Stored items

==========

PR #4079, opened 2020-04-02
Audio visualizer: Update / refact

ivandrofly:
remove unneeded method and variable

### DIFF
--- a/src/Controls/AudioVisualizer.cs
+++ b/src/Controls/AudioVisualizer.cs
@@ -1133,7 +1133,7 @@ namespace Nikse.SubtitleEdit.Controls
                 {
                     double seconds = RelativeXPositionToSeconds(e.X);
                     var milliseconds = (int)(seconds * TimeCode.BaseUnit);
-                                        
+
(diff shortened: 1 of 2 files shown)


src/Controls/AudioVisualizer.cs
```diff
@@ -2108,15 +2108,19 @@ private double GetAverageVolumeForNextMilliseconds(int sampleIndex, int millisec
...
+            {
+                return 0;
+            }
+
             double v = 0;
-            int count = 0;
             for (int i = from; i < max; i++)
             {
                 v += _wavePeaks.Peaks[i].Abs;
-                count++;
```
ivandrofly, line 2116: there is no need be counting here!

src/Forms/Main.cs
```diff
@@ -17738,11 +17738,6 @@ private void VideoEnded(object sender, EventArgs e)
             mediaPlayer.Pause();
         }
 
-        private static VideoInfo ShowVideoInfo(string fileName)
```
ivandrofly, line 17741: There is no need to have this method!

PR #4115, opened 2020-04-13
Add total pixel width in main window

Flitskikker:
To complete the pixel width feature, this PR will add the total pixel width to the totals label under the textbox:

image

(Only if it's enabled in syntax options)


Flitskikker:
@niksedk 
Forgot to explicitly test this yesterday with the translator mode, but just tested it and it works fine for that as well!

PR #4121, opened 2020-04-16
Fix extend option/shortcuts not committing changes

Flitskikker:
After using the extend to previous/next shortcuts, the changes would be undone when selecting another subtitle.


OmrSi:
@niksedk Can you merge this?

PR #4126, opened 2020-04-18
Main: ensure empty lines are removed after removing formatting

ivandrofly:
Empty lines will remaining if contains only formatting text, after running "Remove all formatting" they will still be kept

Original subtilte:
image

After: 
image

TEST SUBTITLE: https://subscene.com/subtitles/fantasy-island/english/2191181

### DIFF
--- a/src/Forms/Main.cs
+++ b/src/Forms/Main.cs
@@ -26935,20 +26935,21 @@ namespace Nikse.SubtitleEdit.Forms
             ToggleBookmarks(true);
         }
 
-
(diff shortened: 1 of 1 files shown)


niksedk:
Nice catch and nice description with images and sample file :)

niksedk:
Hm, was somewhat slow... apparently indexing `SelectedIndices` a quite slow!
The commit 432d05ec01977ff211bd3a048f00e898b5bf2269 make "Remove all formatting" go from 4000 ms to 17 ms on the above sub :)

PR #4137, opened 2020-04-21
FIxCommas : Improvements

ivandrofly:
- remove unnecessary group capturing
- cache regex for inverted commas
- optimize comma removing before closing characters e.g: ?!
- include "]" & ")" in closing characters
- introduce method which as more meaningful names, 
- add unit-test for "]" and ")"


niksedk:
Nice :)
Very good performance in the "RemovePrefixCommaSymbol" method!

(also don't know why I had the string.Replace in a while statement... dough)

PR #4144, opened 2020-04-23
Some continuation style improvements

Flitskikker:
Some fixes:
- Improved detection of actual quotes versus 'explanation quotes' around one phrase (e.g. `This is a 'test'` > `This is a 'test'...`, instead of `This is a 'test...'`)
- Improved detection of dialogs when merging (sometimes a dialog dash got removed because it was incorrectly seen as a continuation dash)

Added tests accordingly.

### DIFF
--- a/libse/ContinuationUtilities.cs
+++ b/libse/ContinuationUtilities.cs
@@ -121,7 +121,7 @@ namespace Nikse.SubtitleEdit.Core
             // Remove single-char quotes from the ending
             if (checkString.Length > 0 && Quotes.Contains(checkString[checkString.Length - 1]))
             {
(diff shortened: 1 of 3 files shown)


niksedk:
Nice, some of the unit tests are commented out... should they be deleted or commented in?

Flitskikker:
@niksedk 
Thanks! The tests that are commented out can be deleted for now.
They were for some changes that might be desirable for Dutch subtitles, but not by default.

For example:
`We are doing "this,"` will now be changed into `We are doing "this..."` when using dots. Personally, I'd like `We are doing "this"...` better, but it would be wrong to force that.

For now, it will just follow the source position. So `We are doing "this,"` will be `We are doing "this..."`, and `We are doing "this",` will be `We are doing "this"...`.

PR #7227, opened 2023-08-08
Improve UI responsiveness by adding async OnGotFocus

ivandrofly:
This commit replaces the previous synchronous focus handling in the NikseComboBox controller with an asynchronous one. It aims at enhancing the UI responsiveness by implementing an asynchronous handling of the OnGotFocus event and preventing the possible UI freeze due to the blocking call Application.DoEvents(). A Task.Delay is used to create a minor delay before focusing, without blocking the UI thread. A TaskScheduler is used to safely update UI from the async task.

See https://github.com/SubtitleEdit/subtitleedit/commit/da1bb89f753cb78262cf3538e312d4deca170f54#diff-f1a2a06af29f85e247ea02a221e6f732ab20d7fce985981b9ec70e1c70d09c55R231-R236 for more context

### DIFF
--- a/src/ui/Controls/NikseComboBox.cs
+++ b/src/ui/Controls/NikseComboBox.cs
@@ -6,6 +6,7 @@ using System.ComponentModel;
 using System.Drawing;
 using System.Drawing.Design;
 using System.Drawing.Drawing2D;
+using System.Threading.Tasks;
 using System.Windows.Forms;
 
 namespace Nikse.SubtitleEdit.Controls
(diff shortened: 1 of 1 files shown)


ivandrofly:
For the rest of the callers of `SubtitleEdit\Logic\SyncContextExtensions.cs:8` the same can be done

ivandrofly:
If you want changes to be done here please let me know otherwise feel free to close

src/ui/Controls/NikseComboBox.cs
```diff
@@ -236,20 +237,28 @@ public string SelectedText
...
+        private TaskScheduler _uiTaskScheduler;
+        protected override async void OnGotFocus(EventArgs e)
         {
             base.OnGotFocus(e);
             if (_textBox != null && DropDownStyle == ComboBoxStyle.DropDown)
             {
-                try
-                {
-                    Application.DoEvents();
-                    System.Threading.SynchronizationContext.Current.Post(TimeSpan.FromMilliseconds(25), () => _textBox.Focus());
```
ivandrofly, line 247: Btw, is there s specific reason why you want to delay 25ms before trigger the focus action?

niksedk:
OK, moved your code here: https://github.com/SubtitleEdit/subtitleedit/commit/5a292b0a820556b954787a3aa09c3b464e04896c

==========

### What needs to be done
In the lines above, locate the string "libse". Copy every line where it occurs.

### Answer section
--- a/libse/ContinuationUtilities.cs
+++ b/libse/ContinuationUtilities.cs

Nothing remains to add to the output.